Information supplied:

● ● ● ●

PR #8888, opened 2023-08-25
Fix FQDN aggregation for Port Sweep Firewall rule

ricardotolentino:
Change(s):
   - Fix FQDN aggregation for Azure Firewall analytics rules "Port Sweep"

   Reason for Change(s):
   - Undo a change from a recent commit (a7132b0) and restore the "Port Sweep" Firewall analytics rule FQDN aggregation. Currently the rule summarizes by the FQDN, which results in the query returning zero results unless the "MinimumDifferentHostsThreshold" is set to 0, thereby making the parameter useless.  (This is similar to PR 8764)

   Version Updated:
   - Yes

   Testing Completed:
   - Yes.  Sample data is included within the file "AZFWPortSweepCustom_CL.csv"

   - Yes


v-rbajaj (approved):
Looks good.

v-dvedak (approved):

PR #8892, opened 2023-08-28
Compress only files instead of complete folder in package

v-amolpatil:
   
   Change(s):
   - Made change in "commonFunctions.ps1" file

   Reason for Change(s):
   - When a package i.e. zip is created then instead of zipping only createUiDefinition and mainTemplate it also adds old zip files in the package so this PR solves this issue.

   Version Updated:
   - NA

   Testing Completed:
   - Yes

   - Yes

**Below is the zip package content of Azure Active Directory:**
image

image


mkchiliveri (approved):
Looks good

v-atulyadav (approved):

PR #8954, opened 2023-09-06
Description containing double quotes via image tag

v-amolpatil:
   
   Change(s):
   - When a image tag is added then it has double quotes and in our workflow it was failing with assigning values. So we have made it single quote. This happens when we use slash command

   Reason for Change(s):
   - See guidance below

   Version Updated:
   - See guidance below

   Testing Completed:
   - See guidance below

   - See guidance below


Tichandr (approved):
Looks Good

PR #9003, opened 2023-09-13
HttpHost LogicalType Fix ASimTester.csv

Detectioneer:
   
   Change(s):
   - Removed the hostname LogicalType at httpHost (websession)

   Reason for Change(s):
   - Removed the hostname LogicalType at httpHost (websession) as it was incorrect according to the documentation https://learn.microsoft.com/en-us/azure/sentinel/normalization-schema-web#:~:text=applicable.%0A%0AExample%3A%20800-,HttpHost,-Optional

   Version Updated:
   - No

   Testing Completed:
   - No

   - NA

### DIFF
--- a/ASIM/dev/ASimTester/ASimTester.csv
+++ b/ASIM/dev/ASimTester/ASimTester.csv
@@ -701,7 +701,7 @@ Hostname,string,Alias,WebSession,Hostname,,DstHostname
 HttpContentFormat,string,Optional,WebSession,,,
 HttpContentType,string,Optional,WebSession,,,
 HttpCookie,string,Optional,WebSession,,,
-HttpHost,string,Optional,WebSession,Hostname,,
+HttpHost,string,Optional,WebSession,,,
 HttpIsProxied,bool,Optional,WebSession,,,
 HttpReferrer,string,Optional,WebSession,,,
 HttpRequestBodyBytes,long,Optional,WebSession,,,


vakohl:
@Detectioneer the logical type for httpHost is Hostname, so in ASIMtester.csv its correct. I'll have it corrected in Docs

v-atulyadav:
Thanks @vakohl for clarifying, @Detectioner I hope the change you have proposed is clarified so we can close this case.

Detectioneer:
Hi @vakohl, Thanks for the clarification!

I understood the HttpHost field is typically based on the HTTP Host Header
According to the mozilla documentation linked this field can contain a FQDN for the server, example: developer.mozilla.org
(https://developer.mozilla.org/en-US/docs/Web/HTTP/Headers/Host)

However, developer.mozilla.org is not a valid hostname according to the Asim Datatester. 
It tests against the regex: `let Hostname_regex = @'^[a-zA-Z0-9-]{1,61}$';\r\n`  
Which doesn't seem to allow for periods in the hostname.  (https://github.com/Azure/Azure-Sentinel/blob/master/ASIM/dev/ASimTester/ASimDataTester.json)

How should I proceed with this issue ?

vakohl:
> Hi @vakohl, Thanks for the clarification!
> 
> I understood the HttpHost field is typically based on the HTTP Host Header According to the mozilla documentation linked this field can contain a FQDN for the server, example: developer.mozilla.org (https://developer.mozilla.org/en-US/docs/Web/HTTP/Headers/Host)
> 
> However, developer.mozilla.org is not a valid hostname according to the Asim Datatester. It tests against the regex: `let Hostname_regex = @'^[a-zA-Z0-9-]{1,61}$';\r\n` Which doesn't seem to allow for periods in the hostname. (https://github.com/Azure/Azure-Sentinel/blob/master/ASIM/dev/ASimTester/ASimDataTester.json)
> 
> How should I proceed with this issue ?

Got it. Make sense. Thanks for sharing this example. @Detectioneer

vakohl (approved):

v-atulyadav (approved):

PR #9013, opened 2023-09-15
MainTemplate Generation should use ParserId instead of ParserName

v-amolpatil:
   
   Change(s):
   - Changes in CommonFunctions and V2 powershell script files

   Reason for Change(s):
   - In Content and Metadata DependOn is referring to parserName instead it should be parserId.

   Version Updated:
   - Yes

   Testing Completed:
   - Yes

   - Yes


Tichandr (approved):
looks good

PR #9019, opened 2023-09-15
Added python package with latest version of Cryptography.

jayeshprajapaticrest:
Change(s):
   - Added python packages in the data connector zip with the latest version of Cryptography package
   - Fixed session closed issue in data connector

   Reason for Change(s):
   - Python package folder is not available in the data connector
   - When exception occur in the mapping then it closes session and due to that indicators can't be created

   Version Updated:
   - 3.0.0

   Testing Completed:
   - Yes

   - Yes


v-prasadboke:
MicrosoftTeams-image (24)
MicrosoftTeams-image (23)

v-prasadboke (approved):

PR #9059, opened 2023-09-21
Arm-ttk slash command and customization

v-amolpatil:
   
   Change(s):
   - Made change to existing arm-ttk-validations file and moved common code to separate file. Also added new file to do slash command using arm-ttk. Slash command will run when anyone add comment like below :'/arm-ttk', '/ARM-TTK', '/Arm-Ttk', '/armttk' or '/ARMTTK'. Also did fix deprecated command from github.

   Reason for Change(s):
   - We need to support slash command using arm-ttk.

   Version Updated:
   - NA

   Testing Completed:
   - Yes on private repo

   - Yes

**Screenshot from private repo:**
image

### DIFF
--- a/.github/workflows/slash-command-armttk.yaml
+++ b/.github/workflows/slash-command-armttk.yaml
@@ -1,10 +1,14 @@
-name: Arm-ttk Validations
+# THIS WORKFLOW WILL RUN WHEN WE ADD SLASH COMMAND LIKE '/arm-ttk', '/ARM-TTK', '/Arm-Ttk', 'armttk' or 'ARMTTK'
+name: Slash Command ARM-TTK Tests
 
-on: [pull_request]
+on:
+  issue_comment:
+    types: [created, edited]
 
 jobs:
   run-arm-ttk:
     runs-on: ubuntu-latest
+    if: ${{ github.actor != 'dependabot[bot]' && !github.event.pull_request.head.repo.fork && github.event.issue.pull_request && (contains(github.event.comment.body, '/armttk') || contains(github.event.comment.body, '/Armttk') || contains(github.event.comment.body, '/ARM-TTK') || contains(github.event.comment.body, '/ARMTTK') || contains(github.event.comment.body, '/arm-ttk') || contains(github.event.comment.body, '/ArmTtk')) }}
     outputs:
       solutionName: ${{ steps.step1.outputs.solutionName }}
       mainTemplateChanged: ${{ steps.step1.outputs.mainTemplateChanged }}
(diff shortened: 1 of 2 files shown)


.github/workflows/slash-command-armttk.yaml
```diff
@@ -0,0 +1,44 @@
...
+name: Slash Command ARM-TTK Tests
+
+on:
+  issue_comment:
+    types: [created, edited]
+
+jobs:
+  run-arm-ttk:
+    runs-on: ubuntu-latest
+    if: ${{ github.actor != 'dependabot[bot]' && !github.event.pull_request.head.repo.fork && github.event.issue.pull_request && (contains(github.event.comment.body, '/armttk') || contains(github.event.comment.body, '/Armttk') || contains(github.event.comment.body, '/ARM-TTK') || contains(github.event.comment.body, '/ARMTTK') || contains(github.event.comment.body, '/arm-ttk') || contains(github.event.comment.body, '/ArmTtk')) }}
```
Tichandr, line 11: can't we make this array of string items and check with contains

.script/package-automation/arm-ttk-tests.ps1
```diff
@@ -0,0 +1,57 @@
+
+try {
+    $diff = git diff --diff-filter=d --name-only HEAD^ HEAD
+    Write-Host "List of files in PR: $diff"
+
+    $hasmainTemplateChanged = $false
+    $hasCreateUiDefinitionTemplateChanged = $false
+
+    $isChangeInSolutionsFolder = [bool]($diff | Where-Object {$_ -like 'Solutions/*'})
```
Tichandr, line 9: What is this check for solutions folder?

v-amolpatil: It checks if there are changes in Solutions folder only. If yes then it goes and check if there are changes in maintemplate and/or createUiDefinition file.

.github/workflows/slash-command-armttk.yaml
v-amolpatil: updated code

.script/package-automation/arm-ttk-tests.ps1
Tichandr: I got that. why don't we directly check inside solutions/package etc..

v-amolpatil: Inside of Solutions we have different solution folders like Alibab Cloud, Cisco Umbrella etc and inside of those folders we have Package folder. We cannot directly get Package folder for a solution. Also we need Solution Name as well.

Tichandr (approved):
Looks good

PR #9085, opened 2023-09-25
Filter out exclusion list so that package is not created

v-amolpatil:
   
   Change(s):
   - Filter out exclusion list so that package is not generated unnecessarily.

   Reason for Change(s):
   - Filter out exclusion list so that package is not generated unnecessarily.

   Version Updated:
   - NA

   Testing Completed:
   - 

   - Yes

**Changes in PR:**
image

**It is not creating package when changes are from exclusion list**
image

**When PR contains only ReleaseNotes.md change then it will skip as shown in below screenshot:**
image


Tichandr (dismissed):
Looks good

Tichandr (approved):
looks good

PR #9093, opened 2023-09-26
Updating entity mappings to remove legacy support and map additional entities - Set 1

shainw:
Change(s):
   - Removed *CustomEntity
   - Mapped fields directly for entities
   - Parsed some fields to allow for proper entity mapping to occur

   Reason for Change(s):
   - Improving correlation capabilities across incidents, alerts and raw events.

   Version Updated:
   - Yes

   Testing Completed:
   - Yes

   - Yes

### DIFF
--- a/Detections/LAQueryLogs/UserSearchingForVIPUserActivity.yaml
+++ b/Detections/LAQueryLogs/UserSearchingForVIPUserActivity.yaml
@@ -26,18 +26,19 @@ query: |
   | where QueryText has_any (vips) or QueryText has_any ('_GetWatchlist("VIPUsers")', "_GetWatchlist('VIPUsers')")
   | where AADEmail !in (allowed_users)
   | project TimeGenerated, AADEmail, RequestClientApp, QueryText, ResponseRowCount, RequestTarget
-  | extend timestamp = TimeGenerated, AccountCustomEntity = AADEmail
-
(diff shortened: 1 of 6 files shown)


Detections/LAQueryLogs/UserSearchingForVIPUserActivity.yaml
```diff
@@ -26,24 +26,25 @@ query: |
...
-      - identifier: FullName
-        columnName: AccountCustomEntity
+      - identifier: Name
+        columnName: AccountName
+      - identifier: UPNSuffix
+        columnName: AccountUPNSuffix
   - entityType: AzureResource
     fieldMappings:
       - identifier: ResourceId
         columnName: RequestTarget
```
ashwin-patil, line 40: Existing change looks good. I noticed mapping for resourceId and was wondering should it be mapped to _ResourceId column ? we may have to project it in that case.

ashwin-patil (approved):
1 Unrelated suggestion to mapping in last query. other than changes looks good.

Detections/LAQueryLogs/UserSearchingForVIPUserActivity.yaml
shainw: We will leave as is to make sure the intent of the query is maintained and no assumptions are made by fixing the mapping.

https://learn.microsoft.com/en-us/azure/azure-monitor/reference/tables/laquerylogs

<html>
<body>


RequestTarget | string | ResourceId of the request URL.
-- | -- | --
_ResourceId | string | A unique identifier for the resource that the record is associated with


</body>
</html>

PR #9553, opened 2023-12-06
Entity Work #4

mmelndezlujn:
Change(s):
   - Updated mapping for two detections

   Reason for Change(s):
   - To get better correlations with other detections

   Version Updated:
   - Yes

   Testing Completed:
   - Yes

   - No


shainw:
Added these to #9594, so closing this.

PR #9598, opened 2023-12-12
Added permission: none for Slash command dispatch

v-amolpatil:
   
   Change(s):
   - Added permission: none for slash command dispatch.

   Reason for Change(s):
   - Added permission: none for slash command dispatch.
   
   Version Updated:
   - NA

   Testing Completed:
   - NA

   - Yes

As we are using github apps there will be no user pat token and due to this we are using permission none so that the slash command will get triggered. 
image


Tichandr (approved):
Looks good

PR #9648, opened 2023-12-21
Images for backwards compatibility with old versions of playbooks.

RecordedFutureOskbo:
   
   Change(s):
   - Keep images in old location for backwards compatibility
   
   Reason for Change(s):
   - Found in content hub pipeline

   Testing Completed:
   - Yes

   - Yes


RecordedFutureOskbo:
@v-prasadboke, @v-atulyadav this is a small fix, where we had references to images in the playbook description. We will keep the images in old position so we don't break old template descriptions.
 
image

v-atulyadav (approved):

PR #9707, opened 2024-01-03
Prisma Cloud CWPP solution type change for password

v-amolpatil:
   
   Change(s):
   - For password type we need to change its type from "string" to "securestring".

   Reason for Change(s):
   - Currently password text is a plain text instead of securestring, so we updated the package and its version changed to 3.0.2.

   Version Updated:
   - NA

   Testing Completed:
   - Yes

   - Yes

### **Checklist for this is not required as we are changing its type.**

Testing document attached below.

[Prisma Cloud CWPP.docx](https://github.com/Azure/Azure-Sentinel/files/13828946/Prisma.Cloud.CWPP.docx)


v-mchatla (approved):
changes look good

v-atulyadav (approved):

PR #9717, opened 2024-01-04
Adding new fields to ASIM Schema

vakohl:
   
   Change(s):
   - Adding new ASIM Fields
   - TargetOriginalAppType
   - ActingOriginalAppType
   - OriginalObjectType

   Reason for Change(s):
   - Adding new fields

   Version Updated:
   - NA

   Testing Completed:
   - NA

   - Yes

### DIFF
--- a/ASIM/schemas/entities/ASimApp.yaml
+++ b/ASIM/schemas/entities/ASimApp.yaml
@@ -18,6 +18,12 @@ Fields:
   Follows: <<Role>>AppName
   Description: The type of the application.
 
+- Name: <<Role>>OriginalAppType
+  Type: string
+  Class: Optional
+  Description: The application type as reported by the reporting device.
+  For roles: [ Target, Acting ]
+
 - Name: <<Role>>Url
   Type: string
   Class: Optional
--- a/ASIM/schemas/ASimAuditEvent.yaml
+++ b/ASIM/schemas/ASimAuditEvent.yaml
@@ -116,6 +116,11 @@ Fields:
   Description:
   Related to: Object
 
+- Name: OriginalObjectType
+  Type: string
+  Class: Optional
+  Description: The object type as reported by the reporting device.
+
 - Name: OldValue
   Type: string
   Class: Optional


ASIM/dev/ASimTester/ASimTester.csv
```diff
@@ -10,6 +10,9 @@ ActingAppType,string,Optional,AuditEvent,Enumerated,Process|Service|Resource|URL
 ActingAppType,string,Optional,Authentication,Enumerated,Process|Service|Resource|URL|SaaS application|CSP|Other,
 ActingAppType,string,Optional,FileEvent,Enumerated,Process|Service|Resource|URL|SaaS application|CSP|Other,
 ActingAppType,string,Optional,UserManagement,Enumerated,Process|Service|Resource|URL|SaaS application|CSP|Other,
+ActingOriginalAppType,string,Optional,AuditEvent,,,
+ActingOriginalAppType,string,Optional,UserManagement,,,
```
anki-narravula, line 14: @vakohl - As discussed, please generate AsimTester.csv through script by reading the original schemas and dependencies.

ASIM/schemas/entities/ASimApp.yaml
```diff
@@ -18,6 +18,12 @@ Fields:
   Follows: <<Role>>AppName
   Description: The type of the application.
 
+- Name: <<Role>>OriginalAppType
+  Type: string
+  Class: Optional
```
anki-narravula, line 23: I don't see we have Role defined for other fields  such as AppName, AppType in the same Entity, I feel OriginalAppType tied with AppName and App Type then why << Role >> is relevant only for this. Can you please clarify?

ASIM/dev/ASimTester/ASimTester.csv
vakohl: @anki-narravula done. Shared results with you.

ASIM/schemas/entities/ASimApp.yaml
vakohl: @anki-narravula 
yes, removed it as other related fields are not having it.

PR #9719, opened 2024-01-04
Entity Updates Jan 4 Diana Half

ddamenova:
Change(s):
   - Adding full name entity mappings back to detections 
   - Splitting account full names mappings into UPN Suffix and name (but also keeping full name mapping as well) 

   Reason for Change(s):
   - Increasing entity mappings helps w alert correlations

   Version Updated:
   - yes

   Testing Completed:
   - yes

   - not yet


v-prasadboke:
Hello @ddamenova, Please try to resolve Validation errors

shainw (approved):

PR #9729, opened 2024-01-06
Updating validation for entityMapping max from 5 to 10

shainw:
   
   Change(s):
   - Updated entityMappingsMaxLength: 10 from 5

   Reason for Change(s):
   - 10 entity mappings is supported now, so the validation is failing when it should not - https://learn.microsoft.com/en-us/azure/sentinel/sentinel-service-limits


v-prasadboke:
Hello @shainw, Please let us know if there's someone who would be reviewing this PR so that we act according to the same. 
Thanks.

v-prasadboke (approved):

● ● ● ●

Required action:
Begin with the line that has "### **Checklist for" in the listing above and end after the line that has "- Adding new ASIM Fields"; output those lines exactly.

Solution:
### **Checklist for this is not required as we are changing its type.**

Testing document attached below.

[Prisma Cloud CWPP.docx](https://github.com/Azure/Azure-Sentinel/files/13828946/Prisma.Cloud.CWPP.docx)


v-mchatla (approved):
changes look good

v-atulyadav (approved):

PR #9717, opened 2024-01-04
Adding new fields to ASIM Schema

vakohl:
   
   Change(s):
   - Adding new ASIM Fields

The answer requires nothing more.